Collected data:
PR #618, opened 2019-09-10
Clicking on boundary event snaps it to another position

### LINKED ISSUE #617: Clicking Boundary Event snaps it to another port/connection
**Expected**
Boundary Event should stay in place when selecting it.

**Actual**
Boundary Event may move up or to the left every time it is clicked.

Example:
https://www.dropbox.com/s/xtj0jhznlphwuy9/clicking-moves-event.mov

lisa-fehr:
Closes #617

Snapping on drag also seems to make it less janky when trying to get it to snap to the right point.
https://www.dropbox.com/s/lh2q7gbuzkcb6bp/dragToSnap.mov

### DIFF
--- a/src/components/nodes/boundaryEvent/boundaryEvent.vue
+++ b/src/components/nodes/boundaryEvent/boundaryEvent.vue
@@ -88,7 +88,7 @@ export default {
       this.toggleInterruptingStyle(this.node.definition.cancelActivity);
       this.updateShapePosition(task);
 
-      this.shape.listenTo(this.paper, 'element:pointerup', cellView => {
+      this.shape.listenTo(this.paper, 'element:pointermove', cellView => {
         if (cellView.model !== this.shape) {
           return;
         }


lisa-fehr:
Any other options? This branch seems to introduce a bug. If you add a point on a connected sequence flow, the sequence flow size becomes large.

https://www.dropbox.com/s/6xickzh07ab1eh0/boundaryFlowError.mov

chipit24:
@lisa-fehr This works much better than before. Not sure what's causing that bug with the sequence flow 🤔 I tried a few different things, to no avail:
 * Commenting out `updateCrownPosition`.
 * Ensuring `updateShapePosition` only runs when a new anchor is returned.
 * Passing in position from the event instead of getting it from shape.
 * Wrapping `updateShapePosition` with calls to `freeze` / `unfreeze`.

Perhaps this is a tradeoff we can discuss with Alan? Improved boundary event dragging functionality at the expensive of introducing a subtle bug that we can break out and work on after?

@JCook21 @tuantruong625 thoughts?

lisa-fehr:
@chipit24 @JCook21 @tuantruong625 I'm wondering if it happens in linkConfig when it updates waypoints. So I might try something with that first.

lisa-fehr:
I would vote that the boundary event snapping to another position on select is less damage than dragging it and potentially having a sequence flow grow so far off screen you can't get to the crown controls.

JCook21:
> I would vote that the boundary event snapping to another position on select is less damage than dragging it and potentially having a sequence flow grow so far off screen you can't get to the crown controls.

This error seems to occur in crownConfig.js on line 252. It looks like the array of buttons includes the point on the attached sequence flow, and updating that in this instance seems to cause the sequence flow positioning issues.

lisa-fehr:
Trying another solution.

* **TASK GOAL**: Where the data above reaches the line holding "anchor is returned.", begin printing, and stop after the line holding "with calls to". Each line must be reproduced exactly, with nothing else added.

* **EXERCISE RESPONSE**:
 * Ensuring `updateShapePosition` only runs when a new anchor is returned.
 * Passing in position from the event instead of getting it from shape.
 * Wrapping `updateShapePosition` with calls to `freeze` / `unfreeze`.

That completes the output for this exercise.